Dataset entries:

--------

PR #7175, opened 2023-09-21
Support leading zeroes for the number field

sc0ttkclark:
## Description

This PR adds support for the number field having leading zeroes even after formatting.

## Testing instructions

TBD

## Screenshots / screencast

TBD

TBD

## PR checklist


classes/fields/number.php
```diff
@@ -82,6 +82,16 @@ public function options() {
 				'type'        => 'boolean',
 				'excludes-on' => array( static::$type . '_decimals' => 0 ),
 			),
+			static::$type . '_keep_leading_zeroes' => array(
```
JoryHogeveen, line 85: I would choose a `_format` field instead of a specific field for this case just as we dit with the currency field.

https://github.com/pods-framework/pods/blob/3.0.2/classes/fields/currency.php#L100-L133

Note the decimals and decimal_handling fields below the format options.

JoryHogeveen (commented):
~~Would be a nice addition, however the naming could be more general as we did with the currency field.~~

~~What do you think? Or do you consider the number field a totally different case?~~

classes/fields/number.php
sc0ttkclark: Can you clarify what you mean here? do you mean use `_format` as part of the option name?

```suggestion
			static::$type . '_format_keep_leading_zeroes' => array(
```

sc0ttkclark: I think we could add this to currency field too, but I can't think of a legitimate use case for a currency with leading zeroes. Unless that's really a thing?

JoryHogeveen: What I meant is that the currency field already supports this and I think it's better to keep the code the same as these fields inherit from each other. In this case, the currency field inherits from the number field.

JoryHogeveen: Hold on, I totally misunderstood the option hear, I was thinking about trailing zero's, not leading...

JoryHogeveen (commented):
Would it be nice to set the maximum allowed leading zero's?
Or even a minimum amount of digits (excluding decimals)?

sc0ttkclark:
We could probably put more time into this to figure out how many zeroes to limit to or if padding should be done as well.

reedtsutton:
> Would it be nice to set the maximum allowed leading zero's? Or even a minimum amount of digits (excluding decimals)?

Is it possible to just make it so the zeros can be entered? User can enter 0123 or 00123 and it displays as entered?

JoryHogeveen:
@sc0ttkclark @reedtsutton Just an idea for a first solution.
An option to disable formatting all together and allow all numeric type formats with a simple regex?

So basically, within the "_format" selectbox we add an option "none" or "any" witch disabled all formats but only runs the value through a regex that filters out everything except for decimals (if enabled).

reedtsutton:
Hey guys any update on this one?

reedtsutton:
Hey guys wondering if there is going to be any movement on this?

sc0ttkclark:
We just need to sort out exactly what we want from this enhancement. I'll look at this in the upcoming release when I can.

reedtsutton:
There is actually a separate (but probably related?) issue where an entry of 0 in the currency field is being treated to be a null value (see screenshots #1 and #2).

This compounds when I try to pass the value to another post type, and the resulting field ends up being blank (screenshots #3 and #4).

1 - manual entry of 0 in currency
2 - still shows as empty
3 - post feed
4 - offer rebate is empty

Issue #2306, opened 2014-07-28
Non wp_ table prefix -> user relation by role broken


canonex:
Hi,

got two fresh installations of Wordpress.

If prefix table is the standard wp_ everything is working.

If prefix table is something else (ex. bwp_ or wpk_ ...):
->new field
->select relation
->select users in the correlation dropdown
->in the additional field options pick one ore more role to limit the available users

the  filtered list is always empty.

Thank you,
Rickyx

ps. this issue is somewhat related to http://pods.io/forums/topic/user-dropdown-by-role/ but this is a brand new installation and no other plugins are present.

Issue #1415, opened 2013-05-21
Multiple select relating to Users is empty when Relationship is limited by Role


jamesshedden:
Issue noticed using WP 3.5.1 & Pods 2.3.4, replicated after a reset/clean install.

Created additional field for Posts (Field Type: Relationship -> Users) for choosing multiple Users of a certain role (let's say Contributor) that I want relate to a Post.

I have created 3 Contributor roles to test. When there is no Role restriction, everything's fine, but list shows empty with necessary restriction.

See below:

![pods-contributors-issue](https://f.cloud.github.com/assets/883598/543556/d99444dc-c23d-11e2-88a3-554262469a38.jpg)

Thanks!

PR #7185, opened 2023-09-25
Use prefix instead of parsing our own

### LINKED ISSUE #7181: Relationship Field improperly connecting to data taken from the database when WordPress is in multiple network mode
### Description

In the **pods/classes/fields/picks.php** at line **2740**

Replace

```
$prefix = $wpdb->base_prefix;

if ( is_multisite() && ! is_main_site() ) {
    $prefix .= get_current_blog_id() . '_';
}

```
with

```
$prefix = $wpdb->prefix;

// if ( is_multisite() && ! is_main_site() ) {
//     $prefix .= get_current_blog_id() . '_';
// }
```

When we want to get the list of users on the current site, the result returns the list of the original site.

### Version

3.0.3

### Testing Instructions

_No response_

### Screenshots / Screencast

_No response_

### Possible Workaround

_No response_

### Site Health Information

_No response_

### Pods Package

_No response_

JoryHogeveen:
Enhance compatibility with other plugins.

## Related GitHub issue(s)

Fixes #7181

## PR checklist

### DIFF
--- a/classes/fields/pick.php
+++ b/classes/fields/pick.php
@@ -2860,13 +2860,7 @@ class PodsField_Pick extends PodsField {
 								continue;
 							}
 
-							$prefix = $wpdb->base_prefix;
-
-							if ( is_multisite() && ! is_main_site() ) {
-								$prefix .= get_current_blog_id() . '_';
-							}
-
-							$where[] = $prefix . 'capabilities.meta_value LIKE "%\"' . pods_sanitize_like( $role ) . '\"%"';
+							$where[] = $wpdb->prefix . 'capabilities.meta_value LIKE "%\"' . pods_sanitize_like( $role ) . '\"%"';
 						}
 
 						if ( ! empty( $where ) ) {


sc0ttkclark:
There was a reason this was in place, I need to go figure out why that was and how to continue supporting that (if it's still a valid reason).

sc0ttkclark:
Walking backwards from most recent to the original introduction of this usage:

* We switched to `$wpdb->base_prefix` from `$wpdb->prefix` in #2393 to fix subsite issues
* We introduced the `$wpdb->prefix` usage instead of hardcoding `wp_` in #2385 #2306
* We fixed usage so subsites got the current blog ID added to the prefix in #1415
* We introduced the ability to limit by user roles in ab1370d18e0c065adc08cccba40fa0e853f9c1f5

Given that, I think your PR looks good -- EXCEPT -- this is not what WP_User uses (as of WP 4.9+) and that's what we need to follow instead here.

```php
	/**
	 * Sets the site to operate on. Defaults to the current site.
	 *
	 * @since 4.9.0
	 *
	 * @global wpdb $wpdb WordPress database abstraction object.
	 *
	 * @param int $site_id Site ID to initialize user capabilities for. Default is the current site.
	 */
	public function for_site( $site_id = '' ) {
		global $wpdb;

		if ( ! empty( $site_id ) ) {
			$this->site_id = absint( $site_id );
		} else {
			$this->site_id = get_current_blog_id();
		}

		$this->cap_key = $wpdb->get_blog_prefix( $this->site_id ) . 'capabilities';

		$this->caps = $this->get_caps_data();

		$this->get_role_caps();
	}
```

So the solution here needs to actually be calling `$wpdb->get_blog_prefix()` instead.

sc0ttkclark:
Just did more digging into the `wpdb` class and it looks like when switching blogs, it accounts for everything automatically so the code that `WP_User` is using isn't necessary since our context doesn't need to be able to check by site ID -- only the current site context. We can merge this as-is.

sc0ttkclark (approved):

sc0ttkclark (approved):

Issue #7218, opened 2023-11-08
After setting a custom capability access is revoked for single install admins


JoryHogeveen:
### Description

Once you've saved a CPT Pod with a custom capability this capability will keep on being used, even after you switch back to the default Post or Pages capabilities.

If you set a custom capability then the whole access is revoked if you do not assign it to the admin role.
If you have set a custom capability and then select the Post again you will be able to list the CPT but not edit or anything.

The capability value keeps being saves in the CPT, even though it's not set on a custom capability anymore.
This isn't a problem but should be fixed when registering the CPT.

### Version

3.0.8

### Testing Instructions

1. Create CPT in a single WP installation
2. Select custom capability.
3. Notice you'll not be able to to view this CPT anymore since you do not have this capability.
4. Switch back to Post capability.
5. You are able to list but not edit the CPT.

### Possible Workaround

You can manually remove the capability input and it will work again.

sc0ttkclark:
Super admin checks are not utilized unless on multisite -- so even if you are an admin of a single site, you don’t automatically get access to any/all caps. That’s a quirk IMO.

We could perhaps do a check when they set a cap there to warn them that their role doesn’t have that cap yet, but I don’t think there’s anything we could do there besides possibly some workflow improvements like:

1. Notice: we could show a notice next load of the pod edit screen for a CPT/CT when cap is not set on the current user role
2. Notice: we could add HTML field that shows a notice below the cap setting that shows only if the value of that cap is not in the list of the current user role’s caps
3. Action: we could add checkbox field that shows a notice below the cap setting that shows only if the value of that cap is not in the list of the current user role’s caps and allow them to check it to auto-add the cap to the current user role

JoryHogeveen:
While your assessment here is totally valid, it's not directly related to the bug here so probably belongs in it's own issue (related to this one).

The issue here is that when I revert the capability to "post" this change isn't done. For some reason it still not accessible anymore and I cannot find out why/where this goes wrong. The register parameters seems correct.

sc0ttkclark:
I didn't realize resetting there wasn't working. Can you confirm that the value remains post on reload and that the pod config did change over?

JoryHogeveen:
Yes I already checked this, the change does seem to reflect the Pods register options but it looks like it's maybe modified afterwards based on the custom value?
The custom value isn't removed, it's just hidden after you select "post" instead of "custom". The custom value also keeps being saved in the Pod object.

[...]

PR #7250, opened 2024-01-30
Fix custom capability fallback

JoryHogeveen:
## Description

Currently if you leave the custom capability field empty it will fallback to `post` instead of the CPT name.
This PR fixes this :)

## Related GitHub issue(s)

Related #7218

## Testing instructions

1. Create CPT with custom cap
3. Leave custom cap empty
4. Switch to role that includes the custom edit caps (edit_cpt/edit_cpts) but doesn't have the default edit_post and edit_posts caps.
5. Try to edit CPT post
6. You can't! :(
7. Apply patch
8. You can! :)

## PR checklist

### DIFF
--- a/classes/PodsInit.php
+++ b/classes/PodsInit.php
@@ -1232,10 +1232,10 @@ class PodsInit {
 					$cpt_rewrite['slug'] = preg_replace( '/[^a-zA-Z0-9%\-_\/]/', '-', $cpt_rewrite['slug'] );
 				}
 
-				$capability_type = pods_v( 'capability_type', $post_type, 'post' );
+				$capability_type = pods_v( 'capability_type', $post_type, 'post', true );
 
 				if ( 'custom' === $capability_type ) {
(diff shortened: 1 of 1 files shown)


sc0ttkclark:
I believe this was intentional because all CPTs by default use 'post' as the capability base: https://developer.wordpress.org/reference/functions/register_post_type/#:~:text=the%20posts%20icon.-,capability_type,-string%7Carray

I'm going to keep this as it was before except add a strict check on it so that if it was saved as empty then should force 'post' no matter what there.

sc0ttkclark:
Oh wait I see this was `capability_type_custom`, carry on!

classes/PodsInit.php
```diff
@@ -1235,7 +1235,7 @@ public function setup_content_types( $force = false ) {
 				$capability_type = pods_v( 'capability_type', $post_type, 'post' );
```
sc0ttkclark, line 1235:
```suggestion
				$capability_type = pods_v( 'capability_type', $post_type, 'post', true );
```

sc0ttkclark (dismissed):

--------

All lines above from the line with "We could perhaps" through the line with "2. Notice: we", both included, are to be set down exactly, with nothing else.

We could perhaps do a check when they set a cap there to warn them that their role doesn’t have that cap yet, but I don’t think there’s anything we could do there besides possibly some workflow improvements like:

1. Notice: we could show a notice next load of the pod edit screen for a CPT/CT when cap is not set on the current user role
2. Notice: we could add HTML field that shows a notice below the cap setting that shows only if the value of that cap is not in the list of the current user role’s caps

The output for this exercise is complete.